**WHAT YOU ARE ASKED TO DO:** Examine the listing below and state how many of its lines contain the word "last". Write only the number.

**SOURCE DATA:**
┄┄┄┄┄┄

PR #917, opened 2026-09-18
fix(release): the registry publish has never fired, and the record it would have published linked to the wrong release

MongLong0214:
The MCP registry advertises **3.7.1**, published 2026-06-23. This repository has shipped through 3.16.0.

```
$ curl -s 'https://registry.modelcontextprotocol.io/v0/servers?search=io.github.MongLong0214/logic-pro-mcp&version=latest'
version    : 3.7.1
release URL: https://github.com/MongLong0214/logic-pro-mcp/releases/tag/v3.7.1
isLatest   : True   published: 2026-06-23T04:19:11.605537Z
```

Three defects, each of which alone would have been enough.

## 1. The trigger has never fired

`publish-mcp.yml` ran on `release: [published]`. Its entire run history:

```
$ gh run list --workflow publish-mcp.yml
2026-06-23 workflow_dispatch success
2026-06-23 workflow_dispatch success
2026-06-23 workflow_dispatch failure
```

Three runs, all manual, all on the day the workflow was added. The reason is in the release list:

```
$ gh api 'repos/.../releases' -q '.[]|"\(.tag_name) by=\(.author.login)"'
v3.16.0 by=github-actions[bot]
v3.15.0 by=github-actions[bot]
...
v3.7.4  by=github-actions[bot]     <- first bot-created release, 2026-06-30
```

`release.yml` creates the release with softprops/action-gh-release and the default `GITHUB_TOKEN`, and **GitHub does not start workflow runs from events a `GITHUB_TOKEN` created**. v3.7.4 is the first release after the last manual dispatch, and the registry stops exactly there.

**Fix:** `release.yml` now calls `publish-mcp.yml` as a reusable workflow, `needs: validate-install` — i.e. after the published assets have been downloaded and run through the installer on macos-14 and macos-15. The registry record names a release, so it goes out downstream of the check that the release works. `release: [published]` stays as a fallback for a human-published release (those do trigger) and `workflow_dispatch` stays as the manual recovery path.

## 2. The record would have linked to the previous release

The sync step was one line of jq:

```
jq --arg version "$VERSION" '.version = $version' server.json
```

`server.json` carries the version in **two** places — `.version` and `distribution.release`. That line writes the first. So a publish of version N would have advertised N and sent every reader to the download page for N−1. Nothing could catch it: the rewrite happened on a runner, against a file the workflow published and threw away, so the wrong record would have existed only in the registry.

**Fix:** `Scripts/sync-server-json-version.py` writes both fields or writes neither, and has `test_sync_server_json_version.py` beside it. It also refuses a version that is not strict SemVer — the version reaches it from a tag name and the job holds `id-token: write` — and refuses a document whose `distribution.release` is missing or is not a release URL, rather than half-writing it.

## 3. The committed file had drifted on its own

```
tag        server.json  distribution.release  Formula
v3.14.0    3.14.0       v3.14.0               3.14.0
v3.15.0    3.15.0       v3.15.0               3.15.0
v3.16.0    3.15.0       v3.15.0               3.16.0   <- nobody noticed
```

v3.14.0 and v3.15.0 were right because somebody remembered. That is the whole mechanism.

**Fix:** `Scripts/check-registry-metadata-matches-the-release.py` pins both fields to the Homebrew Formula's version, which `ci-verify-formula-sha.sh` already compares against the tarball attached to that release. The record is then chained to a verified artifact — release → Formula (hash verified) → registry record. Both fields are checked separately, because a guard that reads one of two copies is how the other one drifts.

`server.json` is corrected to 3.16.0 in this PR, by running the sync script rather than by hand.

## Verification

```
python3 Scripts/run-repo-guards.py                 exit 0, all 65 passed (was 62)
actionlint                                         exit 0, all workflows
swift test --filter 'ReleasePipelineContract|InstallScriptContract|VersionConsistency'
                                                   46 tests passed
```

Both new guards are `Scripts/check-*.py` / `Scripts/test_*.py`, so `run-repo-guards.py` discovers them and the `guards` CI job runs them with no change to `ci.yml`.

### Mutations

The guard — each produced real failures, not crashes:

```
version check removed            3 FAIL
release-URL check removed        5 FAIL
tag compared by prefix only      2 FAIL   (v3.16.0-rc.1 accepted as v3.16.0)
CANNOT-DETERMINE removed         2 FAIL
```

The sync script:

```
writes .version only             5 FAIL   <- the original defect
SemVer check removed            14 FAIL
half-write with no release URL   2 FAIL
```

The first attempt at that last one **exited 1 with zero FAIL lines** — the mutation had made the script crash, so it proved nothing about whether the test can see a half-write. It was rewritten to genuinely half-write before it counted.

## NOT RUN

- **The registry is still nine releases stale.** Nothing here republishes it. That is a `workflow_dispatch` against the registry, and publishing is not mine to trigger — the committed record now names 3.16.0, so a dispatch would correct it.
- **The reusable-workflow call has not been executed.** `release.yml` fires only on a tag push, and no tag was pushed. It is verified by `actionlint` (which does check context availability and reusable-workflow calls) and by YAML parsing — not by a run.
- `validate-install` now gates the registry publish, but a registry publish cannot be un-published. If it fails after `validate-install` passes, the release stands and the record does not.

## Canon

This change states no fact about Logic. It touches the release pipeline, the MCP registry record and two new guards; every version string in it is read from this repository's own `Formula/logic-pro-mcp.rb`, from GitHub's release and workflow-run APIs, and from the public MCP registry, and none of it is a claim about anything Logic Pro displays, names or ships.


MongLong0214:
Superseded by #918, which carries this commit as its first and eight more from the same four production reviews. The branch here is behind main and the work has moved rather than changed.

┄┄┄┄┄┄

**WRITTEN SOLUTION:** 2